Data Loading and Streaming

Apache Ignite® data loading and streaming capabilities allow ingesting large finite as well as never-ending volumes of data in a scalable and fault-tolerant way into the cluster. The rate at which data can be injected into Ignite is very high and easily exceeds millions of events per second on a moderately sized cluster.

Data Loading and Streaming

Apache Ignite integrates with major streaming technologies and frameworks such as Kafka, Camel, Storm or JMS to bring even more advanced streaming capabilities to Ignite-based architectures.

Data Loading

Ignite provides several techniques for initial data loading. For instance, Ignite streaming APIs are a good choice for clusters with Ignite native persistence enabled, while the clusters that persist data in a 3rd party store can connect to it directly with CacheStore API.

How Ignite Streaming Works:

  1. Clients inject streams of data into Ignite.
  2. Data is automatically partitioned between Ignite data nodes.
  3. Data is concurrently processed across all cluster nodes.
  4. Clients perform concurrent SQL queries on the streamed data.
  5. Clients subscribe to continuous queries as data changes.

Code Examples:

                    // Get the data streamer reference and stream data.
                    try (IgniteDataStreamer<Integer, String> stmr = ignite.dataStreamer("myStreamCache")) {
                        // Stream entries.
                        for (int i = 0; i < 100000; i++)
                            stmr.addData(i, Integer.toString(i));
                    }
                
                    CacheConfiguration cfg = new CacheConfiguration("wordCountCache");

                    IgniteCache<Integer, Long> stmCache = ignite.getOrCreateCache(cfg);

                    try (IgniteDataStreamer<String, Long> stmr = ignite.dataStreamer(stmCache.getName())) {
                        // Allow data updates.
                        stmr.allowOverwrite(true);

                        // Configure data transformation to count instances of the same word.
                        stmr.receiver(StreamTransformer.from((e, arg) -> {
                        // Get current count.
                        Long val = e.getValue();

                        // Increment count by 1.
                        e.setValue(val == null ? 1L : val + 1);

                        return null;
                        }));

                        // Stream words into the streamer cache.
                        for (String word : text)
                        stmr.addData(word, 1L);
                    }
                

GitHub Examples:

Also see continuous queries, word count, and other streaming examples available on GitHub.

Streaming Features

Feature Description
Data Streamers

Data streamers are defined by IgniteDataStreamer API and are built to inject large amounts of continuous streams of data into Ignite stream caches.

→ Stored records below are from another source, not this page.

PR #324, opened 2024-11-07
Closes #297

### LINKED ISSUE #297: Passing in malformed inputs as "ScopedKeys" gives raw 500 error
Passing in a malformed key to one of the API endpoints (e.g `/exists/blah`) causes a 500 HTTP exception to be thrown. 

This is caused by attempting to unpack the malformed key to a ScopedKey, here: https://github.com/openforcefield/alchemiscale/blob/main/alchemiscale/interface/api.py#L99C40-L100C1

Where an exception should be caught if the key cannot be unpacked into its components. This is possibly a problem in other API functions also and probably needs a more general solution.

dotsdl:
Closes #297.

### DIFF
--- a/alchemiscale/interface/client.py
+++ b/alchemiscale/interface/client.py
@@ -88,7 +88,7 @@ class AlchemiscaleClient(AlchemiscaleBaseClient):
                 "Scope for a ScopedKey must be specific; it cannot contain wildcards."
             )
 
-    def check_exists(self, scoped_key: ScopedKey) -> bool:
+    def check_exists(self, scoped_key: Union[ScopedKey, str]) -> bool:
         """Returns ``True`` if the given ScopedKey represents an object in the database."""
         return self._get_resource(f"/exists/{scoped_key}")
 
--- a/alchemiscale/interface/client.py
+++ b/alchemiscale/interface/client.py
@@ -88,7 +88,7 @@ class AlchemiscaleClient(AlchemiscaleBaseClient):
                 "Scope for a ScopedKey must be specific; it cannot contain wildcards."
             )
 
-    def check_exists(self, scoped_key: Union[ScopedKey, str]) -> bool:
+    def check_exists(self, scoped_key: ScopedKey | str) -> bool:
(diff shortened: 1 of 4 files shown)


dotsdl:
Ready for review @ianmkenney!

alchemiscale/interface/client.py
```diff
@@ -88,7 +88,7 @@ def get_scoped_key(self, obj: GufeTokenizable, scope: Scope) -> ScopedKey:
                 "Scope for a ScopedKey must be specific; it cannot contain wildcards."
             )
 
-    def check_exists(self, scoped_key: ScopedKey) -> bool:
+    def check_exists(self, scoped_key: Union[ScopedKey, str]) -> bool:
```
ianmkenney, line 91: Now that we're on Python 3.10+, we can switch these ugly `Union`s to `|`. I know there are more in the code base and this might not be the best place to do this, but figured I'd bring it up.

```suggestion
    def check_exists(self, scoped_key: ScopedKey | str) -> bool:
```

alchemiscale/tests/integration/interface/client/test_client.py
```diff
@@ -86,10 +86,38 @@ def test_create_network(
...
+        an_sk = an_sks[0]
+        an_sk_nonexistent = ScopedKey(
+            gufe_key=GufeKey("AlchemicalNetwork-lol"), **scope_test.dict()
+        )
+        assert not user_client.check_exists(an_sk_nonexistent)
+
+        # check that we get an exception when we try a malformed key
+        with pytest.raises(
+            AlchemiscaleClientError,
+            match="Status Code 422 : Unprocessable Entity : input does not appear to be a `ScopedKey`",
```
ianmkenney, line 117: nice!

ianmkenney (approved):
Looks great!

alchemiscale/tests/integration/interface/client/test_client.py
dotsdl: :grin:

Data streamers are built in a scalable and fault-tolerant fashion and provide at-least-once-guarantee semantics for all the data streamed into Ignite.

Data Loading

Data streamers can be used to load large amounts of data into Ignite cahes. They can be used for initial data loading from a 3rd party database or another source.

Collocated Processing

For cases when you need to execute some custom logic instead of just adding new data, you can take advantage of StreamReceiver API.

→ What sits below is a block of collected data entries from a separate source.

PR #325, opened 2024-11-07
Use python < 3.13 for building docs

ianmkenney:
Python v3.13 removed imghdr, which is used by the versions sphinx we use for building our docs. Since we don't officially support 3.13 yet, we can get the docs working by adding this constraint. A better option would be to use newer versions of Sphinx, but that can be done in a different commit.

See https://github.com/sphinx-doc/sphinx/issues/10440


dotsdl:
Awesome, thank you @ianmkenney! I agree with your proposed solution here.

PR #336, opened 2024-11-25
[WIP] Add use of zstd compression on compute services

### LINKED ISSUE #220: Add use of zstd compression on compute services for pushing to API service, storing at-rest, and fast decompression on retreival via clients
Currently, we perform no compression at-rest for `ProtocolDAGResult`s produced by compute services. This yields larger-than-necessary JSON files on the object store, and either larger-than-necessary transmission payloads or unnecessary compression/decompression in-transit for files that do not ever change on the object store.

Instead, we should compress once `ProtocolDAGResult`s on creation on the compute service itself, then push this compressed artifact to the compute API for delivery to the object store. Requests by clients for this artifact would then pull the compressed artifact as-is with no in-transit compression/decompression required. If using [`zstd`](https://en.wikipedia.org/wiki/Zstd) by way of e.g. [`python-zstandard`](https://python-zstandard.readthedocs.io/en/latest/concepts.html), decompression client-side can be very fast, mitigating wait times for users in retrieving results. 

Because the compression is done on the compute services themselves, this scheme puts minimal load on the API services receiving or retrieving these artifacts. Relatively slow compression happens only once on creation, and very fast decompression can happen many times over the lifetime of the artifact.

Importantly, for all cases of compressed `ProtocolDAGResult` retrieval, **compression in-transit should be disabled** to avoid wasteful double-compression/decompression.

ianmkenney:
This PR closes #220. It modifies the behavior of set_task_results in the compute client and api to use compressed keyed chain representations of ProtocolDAGResults instead of simple JSON serialization as the intermediate format.

### DIFF
--- a/alchemiscale/compute/api.py
+++ b/alchemiscale/compute/api.py
@@ -9,10 +9,12 @@ import os
 import json
 from datetime import datetime, timedelta
 import random
+import base64
 
 from fastapi import FastAPI, APIRouter, Body, Depends
 from fastapi.middleware.gzip import GZipMiddleware
-from gufe.tokenization import GufeTokenizable, JSON_HANDLER
+from gufe.tokenization import GufeTokenizable, JSON_HANDLER, KeyedChain
+import zstandard as zstd
 
 from ..base.api import (
     QueryGUFEHandler,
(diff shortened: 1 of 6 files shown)


dotsdl (approved):
Looks fantastic @ianmkenney! Thanks for adding elegant compression-at-rest for `ProtocolDAGResult` objects!

PR #337, opened 2024-11-30
`SynchronousComputeService` now properly claims tasks with protocols filter

dotsdl:
We weren't actually using the `protocols` setting for the `SynchronousComputeService`, so `Task` claims weren't being filtered if this was set to anything but `None`.


dotsdl:
@ianmkenney can I get a quick review from you on this one?

ianmkenney (approved):
lgtm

Stream receivers allow you to react to the streamed data in collocated fashion, directly on the nodes where it will be cached. You can change the data or add any custom pre-processing logic to it, before putting the data into cache.

Continuous Queries

Continuous queries are useful for cases when you want to execute a query and then continue to get notified about the data changes that fall into your query filter.

JMS Data Streamer

Ignite JMS Data Streamer consumes messages from JMS brokers and inserts them into Ignite caches.

Apache Flume Sink

IgniteSink is a Flume sink that extracts events from an associated Flume channel and injects into an Ignite cache.

MQTT Streamer

Ignite MQTT Streamer consumes messages from a MQTT topic and feeds transformed key-value pairs into an Ignite cache.

Twitter Streamer

Ignite Twitter Streamer consumes messages from a Twitter Streaming API and inserts them into an Ignite cache.

Apache Kafka Streamer

Ignite Kafka Data Streamer consumes messages for a given Kafka Topic from Kafka Broker and inserts them into an Ignite cache.

Apache Camel streamer

Ignite Camel streamer consumes messages from an Apache Camel consumer endpoint and feeds them into an Ignite cache.

Apache Storm Streamer

Ignite Storm Streamer consumes messages from an Apache Storm consumer endpoint and feeds them into an Ignite cache.

Apache Flink Streamer

Ignite Flink Streamer consumes messages from an Apache Flink consumer endpoint and feeds them into an Ignite cache.

Apache RocketMQ Streamer

Ignite RocketMQ Streamer consumes messages from an Apache RocketMQ consumer endpoint and feeds them into an Ignite cache.

ZeroMQ Streamer

Ignite ZeroMQ Streamer consumes messages from a ZeroMQ consumer endpoint and feeds them into an Ignite cache.